The consequence for me was a hard rule: whichever branch a given pair takes, and the exact order in which those numbers are added, must never change. Flip a pair from the tree branch to the subtraction branch and you’ve altered its round-off, which alters the chaotic trajectory, which means you are now simulating a different universe. So my target wasn’t “compute the same thing approximately faster.” It was “compute the bit-for-bit identical result faster.” My pass/fail test was a single number printed at the end of every run, the relative energy error:

relative_energy_error: -3.408942e-07

If that number changed in any digit, the optimization was wrong, full stop.

The compiler’s blind spot: pointer aliasing

With the rules set, I went looking for wasted work rather than different work. The first culprit was a subtle one that trips up almost every C programmer eventually: pointer aliasing.

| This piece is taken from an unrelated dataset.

PR #257, opened 2022-05-19
ZWJ/ZWNJ not Identifier_Status=Allowed

markusicu:
For
[[171-A128](https://www.unicode.org/cgi-bin/GetL2Ref.pl?171-A128)] Action Item for Mark Davis: In the property files IdentifierStatus.txt and IdentifierType.txt, remove the Joiner_Control characters ZWJ and ZWNJ from Identifier_Type=Inclusion and Identifier_Status=Allowed. For Unicode version 15.0.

Inside the loop, the code reads a lot of read-only data, particle positions, the tree structure, masses, and writes the results (accelerations and energy) back through a big nested struct, roughly R->internal_state->…. The problem is that the compiler can’t prove those two things live in different places in memory. As far as it knows, writing a new acceleration value might secretly overwrite the tree data it’s about to read next. To stay safe, it does the paranoid thing: it re-reads the entire chain of pointers on every one of the 114 million iterations, even though they never actually change.

The fix is to make a promise to the compiler. I hoisted those unchanging pointers into local variables marked with the restrict keyword, which is C’s way of saying “trust me, these don’t overlap with anything else”:

const struct graph_vertex *const restrict vertex = is->mst->vertex;
double (*const restrict pos)[3]                   = ps->pos;
double (*const restrict acc)[3]                   = is->acc;

With that single guarantee, the compiler relaxes. It loads each pointer once, keeps it in a register for the whole loop, and stops second-guessing itself. Same arithmetic, same results, just without the redundant memory traffic.

Inlining the hot path

The next target was that third profiler entry, ketju_check_relative_proximity_ND_2, the function that decides which of the two distance branches a pair should take. It was being called 38 million times, and it lived in a separate source file from the loop that used it. That meant every call paid the full overhead of a function call, and the compiler couldn’t see inside it to optimize across the boundary.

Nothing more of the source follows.